** Data excerpts follows **
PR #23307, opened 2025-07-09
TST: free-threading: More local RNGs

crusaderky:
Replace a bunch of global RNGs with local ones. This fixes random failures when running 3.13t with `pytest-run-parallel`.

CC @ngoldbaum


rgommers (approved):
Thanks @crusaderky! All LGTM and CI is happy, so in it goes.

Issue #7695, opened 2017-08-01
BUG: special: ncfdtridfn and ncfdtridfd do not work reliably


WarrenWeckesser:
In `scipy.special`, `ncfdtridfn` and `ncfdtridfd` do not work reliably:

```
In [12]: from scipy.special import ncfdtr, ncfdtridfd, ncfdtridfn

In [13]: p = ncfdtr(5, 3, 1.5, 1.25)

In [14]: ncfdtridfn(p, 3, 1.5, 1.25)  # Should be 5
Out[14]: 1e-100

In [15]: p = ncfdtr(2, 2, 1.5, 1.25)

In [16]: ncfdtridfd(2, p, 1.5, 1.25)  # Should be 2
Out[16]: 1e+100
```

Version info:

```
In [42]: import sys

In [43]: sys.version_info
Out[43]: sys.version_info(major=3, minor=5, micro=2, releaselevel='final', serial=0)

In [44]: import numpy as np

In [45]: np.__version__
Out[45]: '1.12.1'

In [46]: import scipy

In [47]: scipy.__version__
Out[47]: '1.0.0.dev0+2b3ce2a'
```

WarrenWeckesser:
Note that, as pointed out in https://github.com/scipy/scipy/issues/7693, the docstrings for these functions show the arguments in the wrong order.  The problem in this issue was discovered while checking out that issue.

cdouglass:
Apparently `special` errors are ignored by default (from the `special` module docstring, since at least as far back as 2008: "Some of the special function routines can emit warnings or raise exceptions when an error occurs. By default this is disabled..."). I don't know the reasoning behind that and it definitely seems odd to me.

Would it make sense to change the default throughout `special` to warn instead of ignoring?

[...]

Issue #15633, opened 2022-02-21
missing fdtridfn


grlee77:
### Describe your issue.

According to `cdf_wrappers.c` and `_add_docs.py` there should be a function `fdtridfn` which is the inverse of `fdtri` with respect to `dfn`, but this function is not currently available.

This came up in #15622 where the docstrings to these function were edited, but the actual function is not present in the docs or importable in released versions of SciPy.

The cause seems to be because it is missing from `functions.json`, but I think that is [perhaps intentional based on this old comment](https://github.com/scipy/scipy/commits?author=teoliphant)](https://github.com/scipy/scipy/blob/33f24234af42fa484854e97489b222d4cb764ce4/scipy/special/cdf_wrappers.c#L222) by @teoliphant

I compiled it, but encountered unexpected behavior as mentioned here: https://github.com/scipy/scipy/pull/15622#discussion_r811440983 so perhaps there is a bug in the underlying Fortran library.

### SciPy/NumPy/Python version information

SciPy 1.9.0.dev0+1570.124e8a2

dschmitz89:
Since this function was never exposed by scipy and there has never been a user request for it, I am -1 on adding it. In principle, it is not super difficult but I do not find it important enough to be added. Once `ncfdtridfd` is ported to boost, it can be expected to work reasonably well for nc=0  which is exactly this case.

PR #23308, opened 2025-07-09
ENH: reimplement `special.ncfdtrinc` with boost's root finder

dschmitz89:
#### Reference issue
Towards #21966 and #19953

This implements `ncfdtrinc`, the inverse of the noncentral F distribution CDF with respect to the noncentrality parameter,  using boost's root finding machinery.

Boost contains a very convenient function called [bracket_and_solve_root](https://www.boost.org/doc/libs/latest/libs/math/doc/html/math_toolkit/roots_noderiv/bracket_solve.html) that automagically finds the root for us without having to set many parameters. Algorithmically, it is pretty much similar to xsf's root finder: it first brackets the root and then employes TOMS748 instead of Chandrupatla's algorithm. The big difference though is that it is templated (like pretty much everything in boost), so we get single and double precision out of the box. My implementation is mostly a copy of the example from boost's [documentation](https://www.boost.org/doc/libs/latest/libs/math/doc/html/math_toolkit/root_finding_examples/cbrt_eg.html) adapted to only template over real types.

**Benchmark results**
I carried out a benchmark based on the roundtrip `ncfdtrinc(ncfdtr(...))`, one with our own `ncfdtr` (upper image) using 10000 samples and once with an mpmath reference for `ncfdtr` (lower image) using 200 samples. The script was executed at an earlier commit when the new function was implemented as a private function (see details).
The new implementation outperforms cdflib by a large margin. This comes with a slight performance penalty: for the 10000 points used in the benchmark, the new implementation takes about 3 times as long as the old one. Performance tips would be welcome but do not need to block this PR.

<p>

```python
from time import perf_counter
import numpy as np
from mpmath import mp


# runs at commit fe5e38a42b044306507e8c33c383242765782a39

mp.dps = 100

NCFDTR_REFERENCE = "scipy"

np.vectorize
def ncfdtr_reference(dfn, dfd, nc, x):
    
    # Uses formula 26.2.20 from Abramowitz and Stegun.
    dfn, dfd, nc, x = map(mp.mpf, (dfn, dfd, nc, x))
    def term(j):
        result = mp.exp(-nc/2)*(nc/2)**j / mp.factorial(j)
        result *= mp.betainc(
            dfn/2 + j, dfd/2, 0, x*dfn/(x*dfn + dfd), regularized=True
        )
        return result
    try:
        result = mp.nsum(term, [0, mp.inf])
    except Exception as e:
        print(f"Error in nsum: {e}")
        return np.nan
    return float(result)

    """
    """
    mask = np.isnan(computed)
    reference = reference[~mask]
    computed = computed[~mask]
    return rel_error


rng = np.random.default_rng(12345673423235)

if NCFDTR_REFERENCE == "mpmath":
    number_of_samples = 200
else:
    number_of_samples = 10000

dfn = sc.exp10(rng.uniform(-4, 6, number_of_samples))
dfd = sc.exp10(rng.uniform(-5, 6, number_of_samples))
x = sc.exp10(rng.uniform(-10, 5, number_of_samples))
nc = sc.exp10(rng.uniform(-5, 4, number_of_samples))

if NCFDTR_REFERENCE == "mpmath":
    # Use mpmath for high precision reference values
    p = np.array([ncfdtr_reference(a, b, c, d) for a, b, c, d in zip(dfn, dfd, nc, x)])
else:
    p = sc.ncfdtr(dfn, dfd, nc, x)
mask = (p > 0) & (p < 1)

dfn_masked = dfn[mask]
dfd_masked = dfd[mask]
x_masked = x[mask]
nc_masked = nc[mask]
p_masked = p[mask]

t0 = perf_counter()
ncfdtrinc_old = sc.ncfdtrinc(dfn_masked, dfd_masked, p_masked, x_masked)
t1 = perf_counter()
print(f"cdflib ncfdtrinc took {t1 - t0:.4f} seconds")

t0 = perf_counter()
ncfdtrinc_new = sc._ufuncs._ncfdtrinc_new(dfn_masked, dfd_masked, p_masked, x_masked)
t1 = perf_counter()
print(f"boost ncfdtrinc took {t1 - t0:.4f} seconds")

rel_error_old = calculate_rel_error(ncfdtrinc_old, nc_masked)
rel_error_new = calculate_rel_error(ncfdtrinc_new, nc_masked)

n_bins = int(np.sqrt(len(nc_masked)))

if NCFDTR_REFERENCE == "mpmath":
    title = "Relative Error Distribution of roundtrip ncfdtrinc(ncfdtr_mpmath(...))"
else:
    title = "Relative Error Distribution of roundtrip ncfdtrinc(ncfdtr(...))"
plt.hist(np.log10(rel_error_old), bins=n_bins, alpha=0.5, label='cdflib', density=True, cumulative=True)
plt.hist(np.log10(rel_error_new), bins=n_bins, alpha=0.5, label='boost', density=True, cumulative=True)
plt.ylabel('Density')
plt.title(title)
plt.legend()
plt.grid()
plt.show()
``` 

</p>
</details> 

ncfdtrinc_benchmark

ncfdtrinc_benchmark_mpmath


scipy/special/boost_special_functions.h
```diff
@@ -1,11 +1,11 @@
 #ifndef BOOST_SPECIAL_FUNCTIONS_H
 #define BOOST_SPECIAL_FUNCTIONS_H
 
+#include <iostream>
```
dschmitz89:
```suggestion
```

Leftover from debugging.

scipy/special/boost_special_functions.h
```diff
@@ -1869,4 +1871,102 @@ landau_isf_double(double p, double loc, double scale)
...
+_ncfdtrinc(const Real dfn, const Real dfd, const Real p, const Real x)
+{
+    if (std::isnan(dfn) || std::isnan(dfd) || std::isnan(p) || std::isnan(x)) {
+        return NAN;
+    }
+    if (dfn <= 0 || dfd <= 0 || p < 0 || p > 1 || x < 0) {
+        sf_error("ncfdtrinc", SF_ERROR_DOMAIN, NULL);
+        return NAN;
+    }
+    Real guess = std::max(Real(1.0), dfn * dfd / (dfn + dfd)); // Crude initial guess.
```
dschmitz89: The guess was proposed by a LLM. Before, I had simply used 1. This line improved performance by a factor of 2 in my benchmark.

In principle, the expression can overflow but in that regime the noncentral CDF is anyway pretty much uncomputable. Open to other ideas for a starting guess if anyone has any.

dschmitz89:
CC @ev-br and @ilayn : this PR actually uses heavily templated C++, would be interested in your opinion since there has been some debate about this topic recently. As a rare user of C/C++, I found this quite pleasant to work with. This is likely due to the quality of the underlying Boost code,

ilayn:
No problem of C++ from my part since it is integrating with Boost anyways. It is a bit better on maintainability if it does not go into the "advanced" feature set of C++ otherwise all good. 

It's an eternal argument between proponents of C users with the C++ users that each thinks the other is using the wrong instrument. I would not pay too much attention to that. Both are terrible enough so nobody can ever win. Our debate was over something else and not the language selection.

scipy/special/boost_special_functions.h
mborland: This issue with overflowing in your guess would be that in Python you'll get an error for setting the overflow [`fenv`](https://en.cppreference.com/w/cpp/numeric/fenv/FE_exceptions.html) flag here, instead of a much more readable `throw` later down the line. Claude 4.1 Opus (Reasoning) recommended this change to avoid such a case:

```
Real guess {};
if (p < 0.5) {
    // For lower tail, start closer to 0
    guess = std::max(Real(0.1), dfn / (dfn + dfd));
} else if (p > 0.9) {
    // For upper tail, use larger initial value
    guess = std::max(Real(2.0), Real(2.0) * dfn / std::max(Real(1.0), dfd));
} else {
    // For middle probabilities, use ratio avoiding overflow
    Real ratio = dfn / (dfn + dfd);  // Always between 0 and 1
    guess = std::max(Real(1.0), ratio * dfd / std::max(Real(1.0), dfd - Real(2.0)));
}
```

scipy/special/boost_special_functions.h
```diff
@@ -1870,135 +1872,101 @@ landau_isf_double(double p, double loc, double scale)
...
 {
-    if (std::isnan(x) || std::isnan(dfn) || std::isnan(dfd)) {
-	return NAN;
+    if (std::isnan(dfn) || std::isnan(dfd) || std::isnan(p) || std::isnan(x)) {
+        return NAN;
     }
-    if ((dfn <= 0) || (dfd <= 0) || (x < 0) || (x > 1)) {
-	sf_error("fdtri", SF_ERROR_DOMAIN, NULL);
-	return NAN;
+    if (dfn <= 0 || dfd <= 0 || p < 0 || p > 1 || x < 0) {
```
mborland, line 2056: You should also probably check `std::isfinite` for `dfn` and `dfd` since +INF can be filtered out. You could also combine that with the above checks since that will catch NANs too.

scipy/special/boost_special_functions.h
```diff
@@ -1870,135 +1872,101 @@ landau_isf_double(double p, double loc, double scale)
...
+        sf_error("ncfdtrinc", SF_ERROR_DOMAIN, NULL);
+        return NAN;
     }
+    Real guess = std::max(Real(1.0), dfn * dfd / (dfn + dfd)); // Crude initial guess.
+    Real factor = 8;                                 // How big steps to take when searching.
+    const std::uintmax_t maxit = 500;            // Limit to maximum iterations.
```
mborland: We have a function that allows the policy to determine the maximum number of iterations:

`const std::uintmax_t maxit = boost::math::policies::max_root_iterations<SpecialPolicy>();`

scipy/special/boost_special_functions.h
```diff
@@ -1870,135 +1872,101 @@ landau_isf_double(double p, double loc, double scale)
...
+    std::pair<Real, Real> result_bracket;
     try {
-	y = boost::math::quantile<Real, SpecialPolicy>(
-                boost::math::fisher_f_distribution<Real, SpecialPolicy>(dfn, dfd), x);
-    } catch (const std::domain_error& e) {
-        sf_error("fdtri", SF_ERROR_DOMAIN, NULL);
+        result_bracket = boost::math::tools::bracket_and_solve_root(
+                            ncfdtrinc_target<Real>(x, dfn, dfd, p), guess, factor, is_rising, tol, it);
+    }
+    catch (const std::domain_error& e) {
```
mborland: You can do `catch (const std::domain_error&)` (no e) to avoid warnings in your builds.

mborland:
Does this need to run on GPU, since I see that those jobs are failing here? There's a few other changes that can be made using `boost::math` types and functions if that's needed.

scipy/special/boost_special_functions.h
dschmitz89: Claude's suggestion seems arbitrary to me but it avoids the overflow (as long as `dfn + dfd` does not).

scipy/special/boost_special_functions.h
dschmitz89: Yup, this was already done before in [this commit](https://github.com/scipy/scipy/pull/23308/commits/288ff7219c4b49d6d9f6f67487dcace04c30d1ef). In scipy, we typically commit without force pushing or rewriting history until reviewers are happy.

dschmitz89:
** End of Data excerpts **
▶ _Prompt_: Search the data for "reliably" and list every line in which it occurs.

▶ _Answer_:
BUG: special: ncfdtridfn and ncfdtridfd do not work reliably
In `scipy.special`, `ncfdtridfn` and `ncfdtridfd` do not work reliably:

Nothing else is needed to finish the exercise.